### EXERCISE AIM
From the opening line of the records through the line bearing "- Small bug", set down every line exactly.
PROVIDED INFORMATION below:
PR #4991, opened 2019-08-16
Add: Forgot Password Feature

DanVanAtta:
## Overview:
Update lobby login prompt to have a 'forgot password' button. Clicking that a user can enter a username (subject to rate limit of three times a day) to then request a temporary password be sent to them (by username) via email. The email contains a temporary password that can then be used to login. After logging in with a temporary password, user is prompted to change password.

## Changes:
- Add a 'Forgot Password' button to the lobby login pop-up
- Add table 'temp_password_request_history' to keep track of temporary passwords requested. If user reaches a limit then no new temporary passwords will be issued.
- Add lobby logic to generate a temporary password and store it in temp password table
- Add lobby logic to check password supplied against temporary password table
- Add magic return value to indicate a temorary password was used for login, this triggers a new 'change password' dialog on login.
- Add environment flag for lobby "local_dev" to skip sending email when running lobby locally.
- Refactor: extract creation of ClientMessenger to a factory class. This is to help consolidate the challenge/response and simplify creation of the client messenger through convenience methods.
- Add new ClientMessenger for forgot password. Server responds with a magic string if a temporary password is sent via email, otherwise returns an error message to client.
- Refactor: RSA authenticator code, extract challenge keys from the class and move creation of challenge keys to client classes of the authenticator.
- Update: rename table 'user_temp_password' to 'temp_password_request'

## Functional Changes
Adds 'forgot password' feature

## Manual Testing Performed
- Verifies main use-cases locally.
- Small bug note: after hitting the rate limit case, server socket can be closed out of sync from client and this displays a pop-up. It is not consistent, does not happen all the time, and overall is a relatively minor (skipping a fix for it, for now.)
- Deployed a test-app to prod server to send email and verified email sender code.

### Before
Screenshot from 2019-08-15 21-46-08

### After

Clicking "Play Online" button, notice the new "Forgot Password Button" (and the dots are removed from "Create Account.."):
Screenshot from 2019-08-15 21-44-38

Clicking forgot password, the following dialog is displayed:
Screenshot from 2019-08-15 21-20-00

Enter in a username in forgot password that exists, this dialog is displayed:
Screenshot from 2019-08-15 21-20-10

If entering in an invalid username, one that does not exist in DB, this error message is shown:
Screenshot from 2019-08-15 21-49-09

If user has requested too many temporary passwords, this error message is displayed:
Screenshot from 2019-08-15 21-24-23

If successfully requested new temporary password, the email sent looks like this:
Screenshot from 2019-08-15 21-43-55

The body of the email looks like this:
Screenshot from 2019-08-15 21-44-03

After logging in to the server with temporary password, this change password dialog is shown (okay button is enabled when password matches verification and is of min length):
Screenshot from 2019-08-15 21-20-32

After setting a new password, this dialog is displayed:
Screenshot from 2019-08-15 21-20-46

### DIFF
--- a/game-core/src/main/java/games/strategy/engine/lobby/client/login/ChangePasswordPanel.java
+++ b/game-core/src/main/java/games/strategy/engine/lobby/client/login/ChangePasswordPanel.java
@@ -130,8 +130,8 @@ public final class ChangePasswordPanel extends JPanel {
   }
 
   private void close() {
-    if (validatePasswords() && dialog != null) {
-      dialog.dispose();
+    if (dialog != null) {
+      dialog.setVisible(false);
     }
   }
 
--- a/game-core/src/main/java/games/strategy/engine/lobby/client/login/ChangePasswordPanel.java
+++ b/game-core/src/main/java/games/strategy/engine/lobby/client/login/ChangePasswordPanel.java
@@ -1,0 +1,161 @@
+package games.strategy.engine.lobby.client.login;
+
+import games.strategy.ui.Util;
+import java.awt.BorderLayout;
+import java.awt.FlowLayout;
+import java.awt.GridBagConstraints;
+import java.awt.GridBagLayout;
+import java.awt.Insets;
+import java.awt.Window;
+import java.util.Arrays;
+import javax.annotation.Nullable;
+import javax.swing.BorderFactory;
+import javax.swing.ImageIcon;
+import javax.swing.JButton;
+import javax.swing.JDialog;
+import javax.swing.JLabel;
+import javax.swing.JOptionPane;
+import javax.swing.JPanel;
+import javax.swing.JPasswordField;
+import org.triplea.swing.DocumentListenerBuilder;
+import org.triplea.swing.SwingComponents;
+
+/** Panel dedicated to changing password after user has logged in with a temporary password. */
+public final class ChangePasswordPanel extends JPanel {
+
+  private final String title = "Change Password";
+  private @Nullable JDialog dialog;
+  private final JPasswordField passwordField = new JPasswordField();
+  private final JPasswordField passwordConfirmField = new JPasswordField();
+  private final JButton okButton = new JButton("OK");
+
+  private ChangePasswordPanel() {
+    layoutComponents();
+    setupListeners();
+  }
+
+  /**
+   * Creates a new instance of the {@code CreateUpdateAccountPanel} class that is used to update the
+   * specified lobby account.
+   *
+   * @return A new {@code CreateUpdateAccountPanel}.
+   */
+  public static ChangePasswordPanel newChangePasswordPanel() {
+    return new ChangePasswordPanel();
+  }
+
+  private void layoutComponents() {
+    setLayout(new BorderLayout());
+    final JLabel label = new JLabel(new ImageIcon(Util.getBanner(title)));
+    add(label, BorderLayout.NORTH);
+
+    final JPanel main = new JPanel();
+    add(main, BorderLayout.CENTER);
+    main.setBorder(BorderFactory.createEmptyBorder(10, 10, 10, 10));
+    main.setLayout(new GridBagLayout());
+    main.add(
+        new JLabel("Password:"),
+        new GridBagConstraints(
+            0,
+            0,
+            1,
+            1,
+            0.0,
+            0.0,
+            GridBagConstraints.WEST,
+            GridBagConstraints.NONE,
+            new Insets(5, 0, 0, 0),
+            0,
+            0));
+    main.add(
+        passwordField,
+        new GridBagConstraints(
+            1,
+            0,
+            1,
+            1,
+            1.0,
+            0.0,
+            GridBagConstraints.WEST,
+            GridBagConstraints.HORIZONTAL,
+            new Insets(5, 5, 0, 0),
+            0,
+            0));
+    main.add(
+        new JLabel("Confirm Password:"),
+        new GridBagConstraints(
+            0,
+            1,
+            1,
+            1,
+            0.0,
+            0.0,
+            GridBagConstraints.WEST,
+            GridBagConstraints.NONE,
+            new Insets(5, 0, 0, 0),
+            0,
+            0));
+    main.add(
+        passwordConfirmField,
+        new GridBagConstraints(
+            1,
+            1,
+            1,
+            1,
+            1.0,
+            0.0,
+            GridBagConstraints.WEST,
+            GridBagConstraints.HORIZONTAL,
+            new Insets(5, 5, 0, 0),
+            0,
+            0));
+
+    final JPanel buttons = new JPanel();
+    add(buttons, BorderLayout.SOUTH);
+    buttons.setBorder(BorderFactory.createEmptyBorder(10, 5, 10, 5));
+    buttons.setLayout(new FlowLayout(FlowLayout.RIGHT, 5, 0));
+    buttons.add(okButton);
+    okButton.setEnabled(false);
+  }
+
+  private void setupListeners() {
+    okButton.addActionListener(e -> close());
+
+    SwingComponents.addEnterKeyListener(this, this::close);
+
+    DocumentListenerBuilder.attachDocumentListener(
+        passwordField, () -> okButton.setEnabled(validatePasswords()));
+    DocumentListenerBuilder.attachDocumentListener(
+        passwordConfirmField, () -> okButton.setEnabled(validatePasswords()));
+  }
+
+  private void close() {
+    if (validatePasswords() && dialog != null) {
+      dialog.dispose();
+    }
+  }
+
+  private boolean validatePasswords() {
+    return Arrays.equals(passwordField.getPassword(), passwordConfirmField.getPassword())
+        && passwordField.getPassword().length > 2;
+  }
+
+  /**
+   * Shows this panel in a modal dialog.
+   *
+   * @param parent The dialog parent window.
+   * @return New password entered by user, otherwise null if the window is closed.
+   */
+  @Nullable
+  public String show(final Window parent) {
+    dialog = new JDialog(JOptionPane.getFrameForComponent(parent), title, true);
+    dialog.getContentPane().add(this);
+    SwingComponents.addEscapeKeyListener(dialog, this::close);
+    dialog.pack();
+    dialog.setLocationRelativeTo(parent);
+    dialog.setVisible(true);
+    dialog.dispose();
+    dialog = null;
+    return validatePasswords() ? String.valueOf(passwordField.getPassword()) : null;
+  }
+}
--- a/game-core/src/main/java/games/strategy/engine/lobby/client/login/ForgotPasswordPanel.java
+++ b/game-core/src/main/java/games/strategy/engine/lobby/client/login/ForgotPasswordPanel.java
@@ -1,0 +1,151 @@
+package games.strategy.engine.lobby.client.login;
+
+import games.strategy.engine.lobby.PlayerNameValidation;
+import games.strategy.ui.Util;
+import java.awt.BorderLayout;
+import java.awt.FlowLayout;
+import java.awt.GridBagConstraints;
+import java.awt.GridBagLayout;
+import java.awt.Insets;
+import java.awt.Window;
+import javax.annotation.Nullable;
+import javax.swing.BorderFactory;
+import javax.swing.ImageIcon;
+import javax.swing.JButton;
+import javax.swing.JDialog;
+import javax.swing.JLabel;
+import javax.swing.JOptionPane;
+import javax.swing.JPanel;
+import javax.swing.JTextField;
+import org.triplea.swing.SwingComponents;
+
+/**
+ * Panel used to request a new temporary password. The panel displays a single text field for
+ * username.
+ */
+final class ForgotPasswordPanel extends JPanel {
+
+  /** Indicates how the user dismissed the dialog displaying the panel. */
+  public enum ReturnValue {
+    CANCEL,
+    OK
+  }
+
+  private final String title = "Forgot Password";
+  private @Nullable JDialog dialog;
+  private final JTextField userNameField = new JTextField();
+  private final JButton okButton = new JButton("OK");
+  private final JButton cancelButton = new JButton("Cancel");
+  private ReturnValue returnValue = ReturnValue.CANCEL;
+
+  private ForgotPasswordPanel() {
+    layoutComponents();
+    setupListeners();
+  }
+
+  /**
+   * Creates a new instance of the {@code CreateUpdateAccountPanel} class used to request a
+   * temporary password.
+   *
+   * @return A new {@code CreateUpdateAccountPanel}.
+   */
+  static ForgotPasswordPanel newForgotPasswordPanel() {
+    return new ForgotPasswordPanel();
+  }
+
+  private void layoutComponents() {
+    setLayout(new BorderLayout());
+    final JLabel label = new JLabel(new ImageIcon(Util.getBanner(title)));
+    add(label, BorderLayout.NORTH);
+
+    final JPanel main = new JPanel();
+    add(main, BorderLayout.CENTER);
+    main.setBorder(BorderFactory.createEmptyBorder(10, 10, 10, 10));
+    main.setLayout(new GridBagLayout());
+    main.add(
+        new JLabel("Username:"),
+        new GridBagConstraints(
+            0,
+            0,
+            1,
+            1,
+            0.0,
+            0.0,
+            GridBagConstraints.WEST,
+            GridBagConstraints.NONE,
+            new Insets(0, 0, 0, 0),
+            0,
+            0));
+    main.add(
+        userNameField,
+        new GridBagConstraints(
+            1,
+            0,
+            1,
+            1,
+            1.0,
+            0.0,
+            GridBagConstraints.WEST,
+            GridBagConstraints.HORIZONTAL,
+            new Insets(0, 5, 0, 0),
+            0,
+            0));
+
+    final JPanel buttons = new JPanel();
+    add(buttons, BorderLayout.SOUTH);
+    buttons.setBorder(BorderFactory.createEmptyBorder(10, 5, 10, 5));
+    buttons.setLayout(new FlowLayout(FlowLayout.RIGHT, 5, 0));
+    buttons.add(okButton);
+    buttons.add(cancelButton);
+  }
+
+  private void setupListeners() {
+    cancelButton.addActionListener(e -> close());
+    okButton.addActionListener(e -> okPressed());
+
+    SwingComponents.addEnterKeyListener(this, this::okPressed);
+  }
+
+  private void close() {
+    if (dialog != null) {
+      dialog.setVisible(false);
+    }
+  }
+
+  private void okPressed() {
+    if (!PlayerNameValidation.isValid(userNameField.getText())) {
+      JOptionPane.showMessageDialog(
+          this,
+          PlayerNameValidation.validate(userNameField.getText()),
+          "Invalid name",
+          JOptionPane.ERROR_MESSAGE);
+      return;
+    }
+
+    returnValue = ReturnValue.OK;
+    close();
+  }
+
+  /**
+   * Shows this panel in a modal dialog.
+   *
+   * @param parent The dialog parent window.
+   * @return {@link ReturnValue#OK} if the user clicks 'okay' button, otherwise {@link
+   *     ReturnValue#CANCEL}.
+   */
+  ReturnValue show(final Window parent) {
+    dialog = new JDialog(JOptionPane.getFrameForComponent(parent), title, true);
+    dialog.getContentPane().add(this);
+    SwingComponents.addEscapeKeyListener(dialog, this::close);
+    dialog.pack();
+    dialog.setLocationRelativeTo(parent);
+    dialog.setVisible(true);
+    dialog.dispose();
+    dialog = null;
+    return returnValue;
+  }
+
+  String getUserName() {
+    return userNameField.getText();
+  }
+}
--- a/game-core/src/main/java/games/strategy/engine/lobby/client/login/LobbyLogin.java
+++ b/game-core/src/main/java/games/strategy/engine/lobby/client/login/LobbyLogin.java
@@ -2,19 +2,16 @@ package games.strategy.engine.lobby.client.login;
 
 import games.strategy.engine.framework.GameRunner;
 import games.strategy.engine.lobby.client.LobbyClient;
-import games.strategy.net.ClientMessenger;
+import games.strategy.net.ClientMessengerFactory;
 import games.strategy.net.CouldNotLogInException;
+import games.strategy.net.IClientMessenger;
 import games.strategy.net.IMessenger;
 import games.strategy.net.MacFinder;
 import java.awt.Window;
 import java.io.IOException;
-import java.util.HashMap;
-import java.util.Map;
 import javax.annotation.Nullable;
 import javax.swing.JOptionPane;
-import org.triplea.lobby.common.LobbyConstants;
-import org.triplea.lobby.common.login.LobbyLoginResponseKeys;
-import org.triplea.lobby.common.login.RsaAuthenticator;
+import org.triplea.swing.DialogBuilder;
 
 /**
  * The client side of the lobby authentication protocol.
@@ -47,11 +44,16 @@ public class LobbyLogin {
 
   private @Nullable LobbyClient login(final LoginPanel panel) {
     try {
-      final IMessenger messenger =
+      final IClientMessenger messenger =
           GameRunner.newBackgroundTaskRunner()
               .runInBackgroundAndReturn(
                   "Connecting to lobby...",
-                  () -> login(panel.getUserName(), panel.getPassword(), panel.isAnonymousLogin()),
+                  () ->
+                      panel.isAnonymousLogin()
+                          ? ClientMessengerFactory.newAnonymousUserMessenger(
+                              lobbyServerProperties, panel.getUserName())
+                          : ClientMessengerFactory.newRegisteredUserMessenger(
+                              lobbyServerProperties, panel.getUserName(), panel.getPassword()),
                   IOException.class);
       panel.getLobbyLoginPreferences().save();
       return new LobbyClient(messenger, panel.isAnonymousLogin());
@@ -65,27 +67,6 @@ public class LobbyLogin {
       Thread.currentThread().interrupt();
       return null;
     }
-  }
-
-  private IMessenger login(
-      final String username, final String password, final boolean anonymousLogin)
-      throws IOException {
-    return new ClientMessenger(
-        lobbyServerProperties.getHost(),
-        lobbyServerProperties.getPort(),
-        username,
-        MacFinder.getHashedMacAddress(),
-        challenge -> {
-          final Map<String, String> response = new HashMap<>();
-          if (anonymousLogin) {
-            response.put(LobbyLoginResponseKeys.ANONYMOUS_LOGIN, Boolean.TRUE.toString());
-          } else {
-            response.putAll(RsaAuthenticator.newResponse(challenge, password));
-          }
-          response.put(
-              LobbyLoginResponseKeys.LOBBY_VERSION, LobbyConstants.LOBBY_VERSION.toString());
-          return response;
-        });
   }
 
   private static String playerMacIdString() {
@@ -107,6 +88,9 @@ public class LobbyLogin {
         return null;
       case CREATE_ACCOUNT:
         return createAccount();
+      case FORGOT_PASSWORD:
+        forgotPassword();
+        return null;
       default:
         throw new AssertionError("unknown login panel return value: " + returnValue);
     }
@@ -131,7 +115,12 @@ public class LobbyLogin {
           GameRunner.newBackgroundTaskRunner()
               .runInBackgroundAndReturn(
                   "Connecting to lobby...",
-                  () -> createAccount(panel.getUserName(), panel.getPassword(), panel.getEmail()),
+                  () ->
+                      ClientMessengerFactory.newCreateAccountMessenger(
+                          lobbyServerProperties,
+                          panel.getUserName(),
+                          panel.getEmail(),
+                          panel.getPassword()),
                   IOException.class);
       panel.getLobbyLoginPreferences().save();
       return new LobbyClient(messenger, false);
@@ -147,21 +136,40 @@ public class LobbyLogin {
     }
   }
 
-  private IMessenger createAccount(final String username, final String password, final String email)
-      throws IOException {
-    return new ClientMessenger(
-        lobbyServerProperties.getHost(),
-        lobbyServerProperties.getPort(),
-        username,
-        MacFinder.getHashedMacAddress(),
-        challenge -> {
-          final Map<String, String> response = new HashMap<>();
-          response.put(LobbyLoginResponseKeys.REGISTER_NEW_USER, Boolean.TRUE.toString());
-          response.put(LobbyLoginResponseKeys.EMAIL, email);
-          response.putAll(RsaAuthenticator.newResponse(challenge, password));
-          response.put(
-              LobbyLoginResponseKeys.LOBBY_VERSION, LobbyConstants.LOBBY_VERSION.toString());
-          return response;
-        });
+  private void forgotPassword() {
+    final ForgotPasswordPanel forgotPasswordPanel = ForgotPasswordPanel.newForgotPasswordPanel();
+    final ForgotPasswordPanel.ReturnValue returnValue = forgotPasswordPanel.show(parentWindow);
+    switch (returnValue) {
+      case OK:
+        forgotPassword(forgotPasswordPanel);
+        return;
+      case CANCEL:
+        return;
+      default:
+        throw new AssertionError("unknown forgot password panel return value: " + returnValue);
+    }
+  }
+
+  private void forgotPassword(final ForgotPasswordPanel panel) {
+    try {
+
+      GameRunner.newBackgroundTaskRunner()
+          .runInBackgroundAndReturn(
+              "Sending forgot password request...",
+              () ->
+                  ClientMessengerFactory.newForgotPasswordMessenger(
+                      lobbyServerProperties, panel.getUserName()),
+              IOException.class);
+
+      DialogBuilder.builder()
+          .parent(parentWindow)
+          .title("Temporary Password Sent")
+          .infoMessage("A temporary password has been sent to your email.")
+          .showDialog();
+    } catch (final IOException e) {
+      showError("Error", "Failed to generate a temporary password: " + e.getMessage());
+    } catch (final InterruptedException e) {
+      Thread.currentThread().interrupt();
+    }
   }
 }
--- a/game-core/src/main/java/games/strategy/engine/lobby/client/login/LoginPanel.java
+++ b/game-core/src/main/java/games/strategy/engine/lobby/client/login/LoginPanel.java
@@ -27,7 +27,8 @@ final class LoginPanel extends JPanel {
   enum ReturnValue {
     CANCEL,
     LOGON,
-    CREATE_ACCOUNT
+    CREATE_ACCOUNT,
+    FORGOT_PASSWORD
   }
 
   private @Nullable JDialog dialog;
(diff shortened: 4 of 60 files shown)


game-core/src/main/java/games/strategy/engine/lobby/client/login/ChangePasswordPanel.java
```diff
@@ -0,0 +1,161 @@
...
+
+    DocumentListenerBuilder.attachDocumentListener(
+        passwordField, () -> okButton.setEnabled(validatePasswords()));
+    DocumentListenerBuilder.attachDocumentListener(
+        passwordConfirmField, () -> okButton.setEnabled(validatePasswords()));
+  }
+
+  private void close() {
+    if (validatePasswords() && dialog != null) {
+      dialog.dispose();
```
RoiEXLab: Hmm this seems like a smell to me.
What about registering listeners when the dialog is shown, and unregistering them afterwards?

game-core/src/main/java/games/strategy/engine/lobby/client/login/ForgotPasswordPanel.java
```diff
@@ -0,0 +1,151 @@
...
+  ReturnValue show(final Window parent) {
+    dialog = new JDialog(JOptionPane.getFrameForComponent(parent), title, true);
+    dialog.getContentPane().add(this);
+    SwingComponents.addEscapeKeyListener(dialog, this::close);
+    dialog.pack();
+    dialog.setLocationRelativeTo(parent);
+    dialog.setVisible(true);
+    dialog.dispose();
+    dialog = null;
+    return returnValue;
```
RoiEXLab: I'm a little confused I'd have assumed JOptionPane in combination with your swing helper library would reduce the amount of code?

game-core/src/main/java/games/strategy/engine/lobby/client/login/ForgotPasswordPanel.java
```diff
@@ -0,0 +1,151 @@
...
+  private void setupListeners() {
+    cancelButton.addActionListener(e -> close());
+    okButton.addActionListener(e -> okPressed());
+
+    SwingComponents.addEnterKeyListener(this, this::okPressed);
+  }
+
+  private void close() {
+    if (dialog != null) {
+      dialog.setVisible(false);
```
RoiEXLab: Same here with the dialog.
I feel like there must be a better way.
Interestingly enough here the dialog is only made invisible rather than being disposed

game-core/src/main/java/games/strategy/engine/lobby/client/login/LobbyLogin.java
```diff
@@ -147,21 +136,40 @@ private void showError(final String title, final String message) {
...
-          return response;
-        });
+  private void forgotPassword() {
+    final ForgotPasswordPanel forgotPasswordPanel = ForgotPasswordPanel.newForgotPasswordPanel();
+    final ForgotPasswordPanel.ReturnValue returnValue = forgotPasswordPanel.show(parentWindow);
+    switch (returnValue) {
+      case OK:
+        forgotPassword(forgotPasswordPanel);
+        return;
+      case CANCEL:
```
RoiEXLab: I get why you're using enums at this point, but I feel like just having a simple boolean would simplify this code a lot.

game-core/src/main/java/games/strategy/engine/lobby/client/login/LoginPanel.java
```diff
@@ -27,15 +27,17 @@
   enum ReturnValue {
     CANCEL,
     LOGON,
```
RoiEXLab: I know, not your fault but:
Shouldn't this be called LOGIN?

game-core/src/main/java/games/strategy/net/ClientMessenger.java
```diff
@@ -212,8 +228,9 @@ public boolean isServer() {
 
   @Override
   public void socketUnqaurantined(
-      final SocketChannel channel, final QuarantineConversation converstaion2) {
-    final ClientQuarantineConversation conversation = (ClientQuarantineConversation) converstaion2;
+      final SocketChannel channel, final QuarantineConversation quarantineConversation) {
+    final ClientQuarantineConversation conversation =
+        (ClientQuarantineConversation) quarantineConversation;
```
RoiEXLab: I feel like this might be a good use case for the var keyword

game-core/src/main/java/games/strategy/net/LocalNoOpMessenger.java
```diff
@@ -64,6 +65,12 @@ public ILoginValidator getLoginValidator() {
     return null;
   }
 
+  @Override
+  public void setForgotPasswordConversation(
+      final ForgotPasswordConversation forgotPasswordConversation) {
+    throw new UnsupportedOperationException("Password reset not supported by local servers.");
```
RoiEXLab: Isn't there some sort of interface for the lobby or something?
Everything but the lobby shouldn't have support for that

game-core/src/main/java/games/strategy/net/nio/ClientQuarantineConversation.java
```diff
@@ -130,6 +132,12 @@ public Action message(final Serializable serializable) {
           }
           localName = strings[0];
           serverName = strings[1];
+          if (strings.length > 2) {
+            passwordChangeRequired =
+                strings[2] != null
+                    && strings[2].equals(ServerQuarantineConversation.CHANGE_PASSWORD);
+          }
```
RoiEXLab: Not blaming you for this, but I have no idea in the slightest what's happening here

game-core/src/main/java/games/strategy/net/nio/ServerQuarantineConversation.java
```diff
@@ -77,20 +87,30 @@ public Action message(final Serializable serializable) {
...
-                            remoteName,
-                            remoteMac,
-                            channel.socket().getRemoteSocketAddress()))
-                    .orElseGet(() -> PlayerNameValidation.serverSideValidate(remoteName));
-            send(error);
-            if (error != null) {
+            if (response.containsKey(LobbyLoginResponseKeys.FORGOT_PASSWORD)) {
+              send(
+                  forgotPasswordConversation.handle(channel.socket().getInetAddress(), remoteName));
               step = Step.ACK_ERROR;
```
RoiEXLab: The more I see this code the more I feel like this is unneccessarily complex

game-core/src/main/java/games/strategy/net/nio/ServerQuarantineConversation.java
```diff
@@ -101,7 +121,7 @@ public Action message(final Serializable serializable) {
                     remoteName, channel.socket().getInetAddress(), serverMessenger.getNodes());
           }
           // send the node its assigned name and our name
-          send(new String[] {remoteName, serverMessenger.getLocalNode().getName()});
+          send(new String[] {remoteName, serverMessenger.getLocalNode().getName(), error});
```
RoiEXLab: No idea what's happening here either

lobby/src/main/java/org/triplea/lobby/server/login/forgot/password/create/PasswordEmailSender.java
```diff
@@ -0,0 +1,57 @@
...
+import org.triplea.lobby.server.EnvironmentVariable;
+
+/** Sends a temporary password to a target user. */
+class PasswordEmailSender implements BiConsumer<String, String> {
+  private static final String FROM = "no-reply@triplea-game.org";
+
+  @Override
+  public void accept(final String email, final String generatedPassword) {
+    if (EnvironmentVariable.LOCAL_DEV.getBoolean()) {
+      // do not send emails from local dev.
```
RoiEXLab: I had good experiences with https://ethereal.email/ which is a no-op SMTP server, you can use to verify everything works.
You might want to be allow configuring such a service here

lobby/src/main/java/org/triplea/lobby/server/login/forgot/password/create/PasswordEmailSender.java
```diff
@@ -0,0 +1,57 @@
...
+import javax.mail.MessagingException;
+import javax.mail.Session;
+import javax.mail.Transport;
+import javax.mail.internet.InternetAddress;
+import javax.mail.internet.MimeMessage;
+import org.triplea.lobby.server.EnvironmentVariable;
+
+/** Sends a temporary password to a target user. */
+class PasswordEmailSender implements BiConsumer<String, String> {
+  private static final String FROM = "no-reply@triplea-game.org";
```
RoiEXLab: Is this actually a valid email address?
I mean SMTP allows any address, but that might cause the mails to end up in the spam filter.

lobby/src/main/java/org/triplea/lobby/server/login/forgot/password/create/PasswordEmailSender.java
End of PROVIDED INFORMATION.
### RESPONSE BELOW
PR #4991, opened 2019-08-16
Add: Forgot Password Feature

DanVanAtta:
## Overview:
Update lobby login prompt to have a 'forgot password' button. Clicking that a user can enter a username (subject to rate limit of three times a day) to then request a temporary password be sent to them (by username) via email. The email contains a temporary password that can then be used to login. After logging in with a temporary password, user is prompted to change password.

## Changes:
- Add a 'Forgot Password' button to the lobby login pop-up
- Add table 'temp_password_request_history' to keep track of temporary passwords requested. If user reaches a limit then no new temporary passwords will be issued.
- Add lobby logic to generate a temporary password and store it in temp password table
- Add lobby logic to check password supplied against temporary password table
- Add magic return value to indicate a temorary password was used for login, this triggers a new 'change password' dialog on login.
- Add environment flag for lobby "local_dev" to skip sending email when running lobby locally.
- Refactor: extract creation of ClientMessenger to a factory class. This is to help consolidate the challenge/response and simplify creation of the client messenger through convenience methods.
- Add new ClientMessenger for forgot password. Server responds with a magic string if a temporary password is sent via email, otherwise returns an error message to client.
- Refactor: RSA authenticator code, extract challenge keys from the class and move creation of challenge keys to client classes of the authenticator.
- Update: rename table 'user_temp_password' to 'temp_password_request'

## Functional Changes
Adds 'forgot password' feature

## Manual Testing Performed
- Verifies main use-cases locally.
- Small bug note: after hitting the rate limit case, server socket can be closed out of sync from client and this displays a pop-up. It is not consistent, does not happen all the time, and overall is a relatively minor (skipping a fix for it, for now.)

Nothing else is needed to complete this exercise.